I want to find a 3x3 Matrix that reflects in an Arbitrary Line y=mx+c I have a matrix with me but it doesnt take into account the '$c$'
This is the matrix
\begin{pmatrix} \frac{1-m^2}{m^2+1}& \frac{2m}{m^2+1}& 0 \\ \frac{2m}{m^2+1}& \frac{m^2-1}{m^2+1}& 0 \\ 0& 0& 1 \\ \end{pmatrix}
The problem I have with this matrix is that i it reflects from the origin with the function $y=mx$ It doesnt take it in the $y-intercept$ factor.
So i would have to translate it to the origin then find the reflection using the above matrix then translate it back to the $y-intercept$
But is there One matrix that does everything. A 3x3 matrix that reflects in an arbitrary line $y=mx+c$. Which takes in all factors.
Edit This is what Ive been working on. The matrix that reflects in an Aritrary Line Here
But I cant seem to get the expected answer. Ive used matrix calculators online and ive done it manually and i dont know why im getting the wrong answer. When i mean wrong answer. It means the negative symbols are there when they're not supposed to be.

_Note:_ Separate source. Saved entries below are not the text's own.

PR #15627, opened 2021-03-31
test: Drop journal save/restore hacks in TestJournal

martinpitt:
Commits c27aa2601338b and 40f8e0df6d40d built an ever-increasing series
of delicate hacks to restore the journal to the original state, but this
again breaks on RHEL 9: it confuses the audit subsystem, which causes
several system service failures (such as hostnamed, homed, and the
systemd@user service) and eventually breaks testSELinuxRestrictedUser.

Revert that hackery, make testBasic() destructive, and fix the other
nondestructive tests to only consider the journal since the test start
time, so that they can still run multiple times on the same running VM.

-----

### Original description from debugging phase:

`TestLogin.testSELinuxRestrictedUser` was the one remaining [failure](https://logs.cockpit-project.org/logs/pull-15614-20210330-051315-637dcdf0-rhel-9-0-bots-1860/log.html#293) from #15614 . I can't reproduce this locally, and I don't know what's breaking the second login. The first one apparently worked fine, and the second one times out. The journal does not give any hint about it. So, on to some blackbox debugging..

```
  File "/work/bots/make-checkout-workdir/test/verify/check-static-login", line 459, in testSELinuxRestrictedUser
    b.login_and_go("/system", user="unpriv")
  File "/work/bots/make-checkout-workdir/test/common/testlib.py", line 578, in login_and_go
    self.expect_load()
  File "/work/bots/make-checkout-workdir/test/common/testlib.py", line 150, in expect_load
    self.cdp.command('expectLoad(%i)' % (self.cdp.timeout * self.timeout_factor * 1000))
  File "/work/bots/make-checkout-workdir/test/common/cdp.py", line 136, in command
RuntimeError: timed out waiting for page load
```

### DIFF
--- a/test/verify/check-system-journal
+++ b/test/verify/check-system-journal
@@ -28,28 +28,7 @@ sleep_crash_list_sel = "#journal-box .cockpit-logline .cockpit-log-message:conta
 class TestJournal(MachineCase):
     def setUp(self):
         super().setUp()
-
-        if self.is_nondestructive():
-            # we need persistent journal for the rebooting tests
-            self.addCleanup(self.machine.execute, "systemctl try-restart systemd-journald")
-            self.restore_dir("/run/log/journal")
-            self.restore_dir("/var/log/journal")
-            self.machine.execute("""
-            UNITS=""
-            for u in systemd-journald.socket systemd-journald-dev-log.socket systemd-journald.service; do
-                if systemctl --quiet is-active $u; then
-                    UNITS="$UNITS $u"
-                fi
-            done
-            systemctl stop $UNITS
-            # avoid running into startup limit
-            systemctl reset-failed $UNITS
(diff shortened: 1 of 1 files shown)


martinpitt:
Interesting, this [succeeded now](https://logs.cockpit-project.org/logs/pull-15627-20210331-070106-8c15296d-rhel-9-0/log.html). Putting back all the nondestructive tests now, to check if it's about timing (noisy neighbors) or about subtly breaking the VM from previous tests.

martinpitt:
Now it's just our old friend [testStorageResize](https://logs.cockpit-project.org/logs/pull-15627-20210331-154518-3386065e-rhel-9-0/log.html), retrying.

marusak (approved):
Nice, thank you!

PR #15630, opened 2021-03-31
test: Fix dnf-copr upgrade scenario

martinpitt:
Don't let dnf install Recommends on upgrade. We don't want that to
install cockpit's recommendations like c-packagekit, as this will make
the `rpm -e` commands from the *.install script fail.

----

Blocks https://github.com/cockpit-project/bots/pull/1828


marusak (approved):
Thanks!

PR #15833, opened 2021-05-17
packagekit: fix some react warnings

### LINKED ISSUE #15768: React key warning in OsUpdates component
I noticed in browser console the following warning:
```
Warning: Each child in a list should have a unique "key" prop.

Check the render method of `BodyRow`. It was passed a child from UpdatesList. See https://fb.me/react-warning-keys for more information.
    in span (created by UpdatesList)
    in BodyRow (created by BaseBody)
    in tbody (created by TbodyBase)
    in TbodyBase (created by Tbody)
    in Tbody (created by BodyWrapper)
    in BodyWrapper (created by BaseBody)
    in BaseBody (created by Context.Consumer)
    in Body (created by ContextBody)
    in ContextBody (created by Context.Consumer)
    in TableBody (created by ListingTable)
    in table (created by TableComposableBase)
    in TableComposableBase (created by TableComposable)
    in TableComposable (created by Provider)
    in Provider (created by Table)
    in Table (created by ListingTable)
    in ListingTable (created by UpdatesList)
    in UpdatesList (created by CardsPage)
    in div (created by CardBody)
    in CardBody (created by CardsPage)
    in article (created by Card)
    in Card (created by CardsPage)
    in CardsPage (created by OsUpdates)
    in div (created by Gallery)
    in Gallery (created by OsUpdates)
    in section (created by PageSection)
    in PageSection (created by OsUpdates)
    in main (created by Page)
    in div (created by Page)
    in Page (created by OsUpdates)
    in OsUpdates
```

KKoukiou:
Fixes #15768

### DIFF
--- a/pkg/packagekit/updates.jsx
+++ b/pkg/packagekit/updates.jsx
@@ -480,6 +480,7 @@ class ApplyUpdates extends React.Component {
     }
 
     componentDidMount() {
+        this._mounted = true;
         var transactionPath = this.props.transaction;
 
         PK.watchTransaction(transactionPath, {
@@ -489,6 +490,9 @@ class ApplyUpdates extends React.Component {
                 // small timeout to avoid excessive overlaps from the next PackageKit progress signal
                 PK.call(transactionPath, "org.freedesktop.DBus.Properties", "GetAll", [PK.transactionInterface], { timeout: 500 })
                         .done(reply => {
+                            if (this._mounted === false)
+                                return;
+
                             const percent = reply[0].Percentage.v;
                             let remain = -1;
                             if ("RemainingTime" in reply[0])
@@ -516,6 +520,10 @@ class ApplyUpdates extends React.Component {
                         });
             },
         });
+    }
+
+    componentWillUnmount() {
+        this._mounted = false;
     }
 
     render() {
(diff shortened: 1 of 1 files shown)


pkg/packagekit/updates.jsx
```diff
@@ -489,6 +489,9 @@ class ApplyUpdates extends React.Component {
                 // small timeout to avoid excessive overlaps from the next PackageKit progress signal
                 PK.call(transactionPath, "org.freedesktop.DBus.Properties", "GetAll", [PK.transactionInterface], { timeout: 500 })
                         .done(reply => {
+                            if (this._mounted === false)
```
martinpitt, line 492: `this._mounted` is never set to true -- you want to do that at the start of componentDidMount(). `_mounted` seems to be a common convention (judging by the many stackoverflow and other articles), but it's not a React builtin variable.

Also, please replace `mounted === false` with `!mounted`, it's a simple boolean.

martinpitt (changes requested):
Thanks for fixing that!

pkg/packagekit/updates.jsx
KKoukiou: This works however because of the === which compares also types apart from value. do undefined !== false. Since you find it confusing I will adjust.

martinpitt: Right, I know that distinction -- but AFAICS we never want to explicitly set it to `undefined` or `null`, we are only interested in in true/false here.

martinpitt (dismissed):
The `= true` fix landed, thanks! So this looks good to me, thanks! (the `=== false` thing is just stylistic, feel free to push or not)

KKoukiou:
> The `= true` fix landed, thanks! So this looks good to me, thanks! (the `=== false` thing is just stylistic, feel free to push or not)

Repushed with the condition adjustment as you suggested.

martinpitt (approved):

PR #15835, opened 2021-05-18
test: Run TestStorageLuks.testClevis also on the Debians

mvollmer:
- [x] #15844

### DIFF
--- a/pkg/storaged/clevis-luks-passphrase.sh
+++ b/pkg/storaged/clevis-luks-passphrase.sh
@@ -1,4 +1,4 @@
-#! /bin/bash
+#! /bin/sh
 
 set -eu
 
@@ -19,9 +19,9 @@ if cryptsetup isLuks --type luks1 "$DEV"; then
     luksmeta test -d "$DEV" 2>/dev/null || exit 0
 
     luksmeta show -d "$DEV" | while read slot state uuid; do
-        if [ "$state" == "active" -a "$uuid" == "$CLEVIS_UUID" ]; then
+        if [ "$state" = "active" -a "$uuid" = "$CLEVIS_UUID" ]; then
             if pp=$(luksmeta load -d "$DEV" -s "$slot" | clevis decrypt); then
-                echo $pp
+                printf '%s\n' "$pp"
                 break
             fi
         fi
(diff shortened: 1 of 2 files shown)


mvollmer:
This needs the bash->sh fixes from #15823, I'll move it over to here, as suggested.

pkg/storaged/clevis-luks-passphrase.sh
```diff
@@ -21,7 +21,7 @@ if cryptsetup isLuks --type luks1 "$DEV"; then
     luksmeta show -d "$DEV" | while read slot state uuid; do
         if [ "$state" == "active" -a "$uuid" == "$CLEVIS_UUID" ]; then
             if pp=$(luksmeta load -d "$DEV" -s "$slot" | clevis decrypt); then
-                echo $pp
+                printf '%s\n' "$pp"
```
martinpitt, line 24: I think you should then also change the hashbang to /bin/sh to indicate that. There are several test failures anyway, so you can slip that into the next push. Thanks!

mvollmer: Ah, good point.

mvollmer: Done, and fixed the rest as well.

martinpitt (dismissed):
Hah, more bashisms. LGTM, good to go once tests go green. Danke!

mvollmer:
ubuntu-2004 seems to have a old version of tang that still suffers from startup/key creation races.  We had workarounds for those for some time but removed them when the issues got fixed in the Fedoras.

Instead of bringing back the workarounds, let's avoid the races by not creating our own keys: #15844

martinpitt (approved):
All Debian/Ubuntu tests passed, yay!

test/verify/check-storage-luks
```diff
@@ -139,11 +139,14 @@ class TestStorageLuks(StorageCase):
...
         wait(lambda: m.execute("(loginctl list-users | grep admin) || true") == "")
 
-    @skipImage("No clevis/tang", "debian-stable", "debian-testing", "ubuntu-2004", "ubuntu-stable")
     def testClevisTang(self):
         m = self.machine
         b = self.browser
 
+        if m.image == "ubuntu-stable":
+            # ubuntu-stable needs this workaround.
+            m.execute("mkdir -p /var/db/tang")
```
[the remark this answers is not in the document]
mvollmer: Not that I know of but tang-8-2 in debian-testing doesn't have this problem while tang-8-1 in ubuntu-stable does. So I am guessing the bug is known and fixed and the fix will come to ubuntu eventually...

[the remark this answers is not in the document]
martinpitt: Thanks! Indeed the [changelog for 8-2](https://tracker.debian.org/news/1239254/accepted-tang-8-2-source-into-unstable/) mentions exactly this.

PR #15837, opened 2021-05-18
testlib: add locale message exception for fedora-coreos

allisonkarlitskaya:
testlib: add locale message exception for fedora-coreos
    
    fedora-coreos recently dropped the glibc langauge packs, meaning that
    we're now getting the "unknown locale" warning there as well (since the
    browser sends 'en-us').
    
    We have an exception in place for debian-*, so extend that to
    fedora-coreos.

### DIFF
--- a/test/common/testlib.py
+++ b/test/common/testlib.py
@@ -1251,8 +1251,8 @@ class MachineCase(unittest.TestCase):
         if "TEST_AUDIT_NO_SELINUX" not in os.environ:
             messages += machine.audit_messages("14", cursor=cursor)  # 14xx is selinux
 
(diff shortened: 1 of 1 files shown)


martinpitt (approved):
:woman_pilot: :compass:  :muscle:

martinpitt:
The [remaining six failures](https://logs.cockpit-project.org/logs/pull-15837-20210518-110048-a1255a1d-fedora-coreos-bots-2008/log.html#138) are a new SELinux violation which needs to be handled as a naughty in https://github.com/cockpit-project/bots/pull/2008 .

PR #15841, opened 2021-05-19
test: Use basic.target instead of sockets.target in TestServices

### LINKED ISSUE #15838: tests: services: remove dependency from sockets.target
In rhel-8-5.0 tests for services page seem to fails on sockets.target not running. There is not need to check this specific target, let's create a robust dummy one.

```
  File "test/verify/check-system-services", line 187, in testBasic
    self.wait_service_state("sockets.target", "active")
  File "test/verify/check-system-services", line 82, in wait_service_state
```

martinpitt:
In some test environments sockets.target is (inexplicably) not running,
even though basic.target `Wants=` it. Check `basic.target` instead,
which is in the critical path for a successful boot, and also
alphabetically earlier so that we can see it in screenshots.

Fixes #15838

### DIFF
--- a/test/verify/check-system-services
+++ b/test/verify/check-system-services
@@ -184,7 +184,7 @@ Unit=test.service
         # Selects Targets tab
         self.pick_tab(2)
         b.wait_not_in_text("#services-list", "test")
-        self.wait_service_state("sockets.target", "active")
+        self.wait_service_state("basic.target", "active")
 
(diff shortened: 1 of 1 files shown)


martinpitt:
I sent https://github.com/cockpit-project/bots/pull/2033 to fix FCOS. It's unrelated, but failing on most PRs now.

KKoukiou (approved):

PR #15843, opened 2021-05-19
improvements for node_modules publish workflow

allisonkarlitskaya:
- do compares against the `base.sha` of the PR (similar to #15842)
 - add a PR: ${URL} line to the top of the commit message

### DIFF
--- a/.github/workflows/node_modules-publish.yml
+++ b/.github/workflows/node_modules-publish.yml
@@ -13,6 +13,7 @@ jobs:
       GIT_DIR: git-dir.git
       HEAD_SHA: ${{ github.event.workflow_run.pull_requests[0].head.sha }}
       BASE_SHA: ${{ github.event.workflow_run.pull_requests[0].base.sha }}
+      PULL_URL: ${{ github.event.workflow_run.pull_requests[0].url }}
 
     steps:
       - name: Set up work area
@@ -65,14 +66,19 @@ jobs:
       - name: Stage git commit
         run: |
           set -ux
+          cat - artifact/npm-install.log > commit-message <<EOF
+          PR: $(sed 's@//api.@//@; s@/repos/@/@; s@/pulls/@/pull/@;' <<< "${PULL_URL}")
+
+          EOF
+          rm artifact/npm-install.log
           mv artifact/package.json node_modules/.package.json
           mv artifact/package-lock.json node_modules/.package-lock.json
+          rmdir artifact
+
           echo /.cache >> node_modules/.gitignore
           git --work-tree node_modules add --all
-          git --work-tree node_modules commit --quiet -F - < artifact/npm-install.log
-          rm artifact/npm-install.log
+          git --work-tree node_modules commit --quiet -F - < commit-message
           rm -rf node_modules
-          rmdir artifact
 
       - name: Configure cockpituous credentials
         run: echo 'https://token:${{ secrets.COCKPITUOUS_TOKEN }}@github.com' > ~/.git-credentials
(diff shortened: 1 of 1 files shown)


allisonkarlitskaya:
https://github.com/allisonkarlitskaya/cockpit/pull/7 for a demo

allisonkarlitskaya:
There's a major problem with the new workflows: the github-actions user seems not to be able to modify our PRs:
 - in the case of `node_modules`, the comment at the end can't be posted
 - reposchutz can't clear the .github-changes label

.github/workflows/node_modules-publish.yml
```diff
@@ -11,6 +11,8 @@ jobs:
     timeout-minutes: 5
     env:
       GIT_DIR: git-dir.git
+      HEAD_SHA: ${{ github.event.workflow_run.pull_requests[0].head.sha }}
```
martinpitt, line 14: Ugh, I've never seen this to be a list. `github.event.workflow_run.head_sha` seemed quite fine? But then again, maybe `pull_requests[]` is just what I was looking for for *reliably* getting the original information of the triggering `pull_request`. This would make a lot of things simpler, or even possible again (see https://github.com/cockpit-project/cockpit-machines/pull/143). So I'll definitively look at this again.

.github/workflows/node_modules-publish.yml
```diff
@@ -11,6 +11,8 @@ jobs:
...
+      BASE_SHA: ${{ github.event.workflow_run.pull_requests[0].base.sha }}
```
martinpitt, line 15: `github.event.workflow_run.base_sha` isn't a thing then?

.github/workflows/node_modules-publish.yml
```diff
@@ -65,14 +66,19 @@ jobs:
       - name: Stage git commit
         run: |
           set -ux
+          cat - artifact/npm-install.log > commit-message <<EOF
+          PR: $(sed 's@//api.@//@; s@/repos/@/@; s@/pulls/@/pull/@;' <<< "${PULL_URL}")
```
martinpitt, line 70: Can you prefix this with `#` to make it clickable when viewing in github?

What's with the double `//`? If this is supposed to just show the number, why not just take the `.number` property instead of `.url`, or use `basename` ?

martinpitt (changes requested):
Seems by and large fine, but blocked on sorting out the bot permissions. Some nitpicking included. Thanks!

.github/workflows/node_modules-publish.yml
allisonkarlitskaya: This sed is about turning the https://api... URL into the normal human HTML URL.

.github/workflows/node_modules-publish.yml
allisonkarlitskaya: No.  The head sha gets promoted but the base sha doesn't, unfortunately.  And then I use the head sha for consistency.  Although I'm starting to wonder if that gives us the correct result when people push out-of-date branches.  I'm going to need to do a bit more research here unfortunately :(

allisonkarlitskaya: Result of research is here:

https://gist.github.com/allisonkarlitskaya/32a48ef569d58d43c44c8d0bbee0e144

The long story short is that we don't have access to the PR base SHA from `workflow_run` events.  We can make up for it by using `github.sha` which is the current state of the branch, which is close enough when combined with the tricks I'm using in #15854.

Meanwhile, my approach here is also bogus: for some reason, the `pull_requests[]` array is only populated for pull requests opened from a branch of the same repository, which is kinda useless for us.

It also explains why no comments were being posted: we iterate over an empty array.

I think I'm going to have to send the PR number along with the artifacts from the build workflow.  We can be sure that workflow hasn't been modified by using the `git log` tricks.

This stuff sure isn't easy to get right...

allisonkarlitskaya:
→ #15880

This is the Expected Answer
Below is the answer from a matrix calculator from online
tinyurl.com/n9njqfm
Let $M$ be the matrix of the reflection through the line $y=mx$, above. To get the reflection through $y=mx+c$, translate to the origin, reflect by $M$, and then translate back: $$ \pmatrix{1 & 0 & 1 \\ 0 & 1 & c \\ 0 & 0 & 1}M\pmatrix{1 & 0 & 1 \\ 0 & 1 & -c \\ 0 & 0 & 1} = \pmatrix{ \frac{1-m^2}{1+m^2} & \frac{2m}{1+m^2} & -\frac{2mc}{1+m^2} \\ \frac{2m}{1+m^2} & -\frac{1-m^2}{1+m^2} & \frac{2c}{1+m^2} \\ 0 & 0 & 1}. $$ With $m=\frac12$ and $c=2$, this yields the Expected Answer.